4.9. CAT Levels Method

Two-cell, four-cell, eight-cell and blastocyst embryos were collected to measure CAT levels; all embryos were washed 3 times, then incubated with 200 μL of solution 1 mixed with 1 μL of solution 2 (cat. BC0205, Solarbio Life Sciences, Beijing, China) for 5 min; after that, we placed the embryos in KSOM medium to recover for 5 min, and photographed them using fluorescence microscope (EVOS FL, Waltham, MA, USA) (blue fluorescence, UV filter) excitation.

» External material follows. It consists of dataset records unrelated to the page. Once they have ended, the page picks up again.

PR #123, opened 2019-07-15
Conflicting write validation

teoparvanov:
The idea is to validate that a write request containing a conflict does not modify the blockchain state.

### DIFF
--- a/test/test_skvbc.py
+++ b/test/test_skvbc.py
@@ -40,6 +40,9 @@ def start_replica_cmd(builddir, replica_id):
 
 class SkvbcTest(unittest.TestCase):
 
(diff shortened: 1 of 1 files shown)


test/test_skvbc.py
```diff
@@ -132,6 +133,64 @@ def test_get_block_data(self):
             kv2 = p.parse_reply(data)
             self.assertDictEqual(kv2, dict(kv))
 
+    def test_conflicting_write(self):
+        """
+        The goal is to validate that a conflicting write request does not modify the blockchain state.
```
andrewjstone: Please keep lines to 80 chars.

PR #129, opened 2019-07-23
enable -Werror for compilation

beerriot:
While the build is clean, let's turn on warnings-as-errors, to help
keep it that way.


beerriot:
Whoops - don't merge this yet, it breaks when `-DUSE_LOG4CPP=true` is specified.

beerriot:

4.10. Statistical Analysis

We repeated each experiment at least three times and analyzed the data using SPSS 20.0 software (IBM, Armonk, NY, USA). We used the Student’s t-test to analyze comparisons of the two groups (treatment and control groups) and the ANOVA test to analyze comparisons of more than two groups and Dunnett’s test to analyze Figure 1D. p < 0.05 was considered statistically significant.

5. Conclusions

The above research results indicate that as an antioxidant small molecule, PB1 can reduce the oxidative stress level during the early development of SCNT embryos by reducing the level of ROS and increasing the level of GSH. Additionally, it can improve the ability of embryos to scavenge free radicals such as H2O2, improve DNA damage repairability, and reduce the expression level of embryonic apoptosis markers, as well as reduce the level of apoptosis of SCNT embryonic blastocysts, thereby reducing the level of apoptosis. All the results support the idea that PB1 can be used as a supplement to promotes the development of SCNT embryos.